Data:
____________________
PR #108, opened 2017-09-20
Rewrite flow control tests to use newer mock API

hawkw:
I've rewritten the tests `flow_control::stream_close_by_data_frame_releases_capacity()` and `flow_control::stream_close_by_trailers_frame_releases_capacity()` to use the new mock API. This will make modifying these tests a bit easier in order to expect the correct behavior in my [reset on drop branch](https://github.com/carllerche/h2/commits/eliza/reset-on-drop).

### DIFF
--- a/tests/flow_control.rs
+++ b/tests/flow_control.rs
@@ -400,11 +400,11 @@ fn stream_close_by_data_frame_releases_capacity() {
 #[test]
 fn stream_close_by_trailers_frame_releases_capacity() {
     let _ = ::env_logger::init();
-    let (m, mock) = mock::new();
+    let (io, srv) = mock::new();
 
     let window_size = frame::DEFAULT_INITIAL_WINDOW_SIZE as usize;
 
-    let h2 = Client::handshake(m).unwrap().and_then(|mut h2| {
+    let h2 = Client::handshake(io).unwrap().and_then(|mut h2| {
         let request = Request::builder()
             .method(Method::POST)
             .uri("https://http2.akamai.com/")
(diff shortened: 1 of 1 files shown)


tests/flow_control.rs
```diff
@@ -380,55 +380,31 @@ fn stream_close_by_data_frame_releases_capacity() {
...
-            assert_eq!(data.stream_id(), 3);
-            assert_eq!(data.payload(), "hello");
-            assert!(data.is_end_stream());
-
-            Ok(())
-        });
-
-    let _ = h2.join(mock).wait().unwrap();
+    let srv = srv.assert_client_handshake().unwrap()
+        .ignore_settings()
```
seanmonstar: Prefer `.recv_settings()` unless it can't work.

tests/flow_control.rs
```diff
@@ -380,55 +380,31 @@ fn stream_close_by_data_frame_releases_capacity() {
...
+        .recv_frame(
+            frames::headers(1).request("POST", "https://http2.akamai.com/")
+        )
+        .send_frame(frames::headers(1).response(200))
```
____________________
Task brief: Could you output, exactly and with nothing else, the lines from the start of the records through the line containing "let request = Request::builder()"?

Final answer:
PR #108, opened 2017-09-20
Rewrite flow control tests to use newer mock API

hawkw:
I've rewritten the tests `flow_control::stream_close_by_data_frame_releases_capacity()` and `flow_control::stream_close_by_trailers_frame_releases_capacity()` to use the new mock API. This will make modifying these tests a bit easier in order to expect the correct behavior in my [reset on drop branch](https://github.com/carllerche/h2/commits/eliza/reset-on-drop).

### DIFF
--- a/tests/flow_control.rs
+++ b/tests/flow_control.rs
@@ -400,11 +400,11 @@ fn stream_close_by_data_frame_releases_capacity() {
 #[test]
 fn stream_close_by_trailers_frame_releases_capacity() {
     let _ = ::env_logger::init();
-    let (m, mock) = mock::new();
+    let (io, srv) = mock::new();
 
     let window_size = frame::DEFAULT_INITIAL_WINDOW_SIZE as usize;
 
-    let h2 = Client::handshake(m).unwrap().and_then(|mut h2| {
+    let h2 = Client::handshake(io).unwrap().and_then(|mut h2| {
         let request = Request::builder()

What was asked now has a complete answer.